The findings also reveal that the term “site” cannot be precisely defined, but a

whole set of variables and factors and their relations need to be considered. If each

discourse or discipline discusses the notion of a site without taking into account other

considerations of the different discourses, they will uncritically iterate their own

conceptions of sites which will leave a great deal of knowledge unarticulated.

This research uses the term “reading sites” to distinguish between traditional site

analysis and the targeted comprehensive site analysis. To read a site in a comprehensive

manner, this research argues that designers must look and comprehend the meanings and

the underlying values of a site. They also must discover the information that is visible and

invisible, and then critically understand them to obtain the most comprehensive image of

a site.

The information provided in chapter two demonstrates that the most obvious

benefits of a comprehensive approach in site analysis are the technical ones (such as

topography, climate, hydrology, and soils). The review of related literature found that the

careful analysis of sites and their contexts can lead to higher-quality built environments.

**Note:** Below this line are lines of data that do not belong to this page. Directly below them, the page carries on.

PR #1945, opened 2026-05-07
QVAC-14097 test[skiplog]: add addon-logging coverage for all SDK plugins

Victor-Rodzko:

- The SDK exposes `loggingStream({ id })` for every inference addon, but e2e coverage only existed for `llamacpp-completion` and `llamacpp-embedding`. The remaining plugins (parakeet, onnx-tts, nmtcpp, sdcpp diffusion, onnx-ocr) had no `addon-logging-*` test, and `addon-logging-whisper` was disabled because the previous "wait passively for incidental load logs" approach was flaky.

## 📝 How does it solve it?

- Added `addon-logging-*` tests for every remaining SDK plugin: parakeet, ocr, tts, nmt, diffusion. SDK-server, llm, embed, whisper, invalid-model-id, during-inference now share the same unified suite.
- Re-enabled `addon-logging-whisper` by triggering an actual `transcribe()` against a bundled audio fixture instead of waiting for passive load logs (the original source of flakiness).
- Refactored `LoggingExecutor` to a fully data-driven dispatch: every test declares `metadata.handler` (`addon-logging | invalid-model-id | during-inference | concurrent | reload`) and addon-logging tests additionally declare `metadata.trigger` and `metadata.dependency`. One generic `collectLogs(opts)` helper replaces five copies of the "open stream → trigger → race" pattern.
- File-based triggers (whisper / parakeet / ocr) delegate to overridable hooks in `DesktopLoggingExecutor` (node:path) and `MobileLoggingExecutor` (expo-asset) so platform asset resolution stays separated.
- Mobile platform skips kept declarative in `mobile/consumer.ts`: `addon-logging-diffusion` joins the existing `^diffusion-` skip (Device-Farm OOM); `addon-logging-whisper` joins the existing iOS `^transcription-` skip (`QVAC-18460` `transcribe()` crash).
- `addon-logging-ocr` is added but skipped on iOS (ONNX/CoreML OOM)

## 🧪 How was it tested?

- Local desktop run: `npx qvac-test run:local:desktop --filter "(addon-)?logging-"` — all addon-logging and logging tests pass.
- Local mobile run (iOS): all expected tests pass; platform-specific skips fire as declared (`addon-logging-whisper` iOS, `addon-logging-diffusion`, `addon-logging-ocr` mobile).
- Type-check: `tsc --noEmit -p packages/sdk/tests-qvac` clean.
- No SDK source changes; this is test-suite-only.
- GREEN CI run addon-logging, logging tests: https://github.com/tetherto/qvac/actions/runs/25550251095
    - Windows - :white_check_mark:
    - Linux - :white_check_mark:
    - macOS - :white_check_mark:
    - Android - :white_check_mark:
    - iOS - :white_check_mark:


packages/sdk/tests-qvac/tests/logging-tests.ts
```diff
@@ -5,113 +5,152 @@ export const addonLoggingLlm: TestDefinition = {
...
-  metadata: { category: "addon-logging", dependency: "whisper", estimatedDurationMs: 10000 },
-  skip: { reason: "Flaky test disabled (addon-logging-whisper)" },
+  metadata: { category: "addon-logging", handler: "addon-logging", dependency: "tts-supertonic", trigger: "tts", estimatedDurationMs: 20000 },
+};
+
+export const addonLoggingNmt: TestDefinition = {
+  testId: "addon-logging-nmt",
+  params: {},
+  expectation: { validation: "type", expectedType: "string" },
+  metadata: { category: "addon-logging", handler: "addon-logging", dependency: "bergamot-en-fr", trigger: "nmt", estimatedDurationMs: 15000 },
```
lauripiisang: I think "handler" and "trigger" belong in `params` not in `metadata`. 
`params` is meant as inputs for tests, `metadata` is information for surrounding systems:
 - `dependency` is orthogonal to tests themselves, managed by `resource-manager` 
 - `category`, `suites`, `estimatedDurationMs` etc is metadata for producer and test runner, again not used in the tests themselves. 
I hope this helps illustrate the point what should be where

packages/sdk/tests-qvac/tests/shared/executors/logging-executor.ts
```diff
@@ -25,275 +64,366 @@ async function callWhenAddonIdle<T>(fn: () => Promise<T>, timeoutMs = 30_000, in
...
+interface CollectLogsResult extends TestResult {
+  logs: LogEntry[];
+}
 
-      await new Promise((r) => setTimeout(r, 100));
+async function collectLogs(opts: CollectLogsOptions): Promise<CollectLogsResult> {
+  const { testId, targetId, target, trigger, postTriggerWaitMs, preTriggerExtraWaitMs = 0 } = opts;
+  const logs: LogEntry[] = [];
+
+  const collectPromise = drainLogs(loggingStream({ id: targetId }), logs, target);
```
opaninakuffo: this can be satisfied by buffered load logs before the trigger proves anything. Setup preloads `metadata.dependency`, and the addon tests only require `target: 1`, so a flushed load log can pass the test without verifying whisper/parakeet/OCR/TTS inference logging.

packages/sdk/tests-qvac/tests/logging-tests.ts
Victor-Rodzko: Good point, fixed in 96121d0f. Moved `handler` and `trigger` from `metadata` to `params` for every logging test. `metadata` now only carries fields consumed by surrounding systems (`category`, `suites`, `dependency`, `target`, `estimatedDurationMs`). Executor reads `handler`/`trigger` from `params` accordingly.

packages/sdk/tests-qvac/tests/shared/executors/logging-executor.ts
Victor-Rodzko: Good catch, fixed in 96121d0f. `collectLogs` now records `triggerStartMs = Date.now()` immediately before invoking the trigger and discards any `LogEntry` with `timestamp < triggerStartMs`. Buffered load logs from a preloaded `metadata.dependency` no longer satisfy `target: 1` — only logs emitted after the trigger fires count. Verified server-side timestamps are `Date.now()` (`packages/sdk/server/bare/registry/logging-stream-registry.ts:132,142`), so the comparison is sound. SDK-server tests (no trigger) keep accepting any log.

lauripiisang (approved):

opaninakuffo (approved):

NamelsKing (approved):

If the existing conditions of a site are poorly understood, the development of this site can

result in detrimental environmental, social, and economic impacts.1 Acknowledging

different issues about a site can help avoiding inherent site problems. Accurate

information from reading the physical features of any site leads to more suitable projects.

A designer also can orient his/her design concept based on site analysis findings; these

1 James A LaGro, Site Analysis: A Contextual Approach to Sustainable Land Planning

and Site Design, Second Edition (Wiley, 2007).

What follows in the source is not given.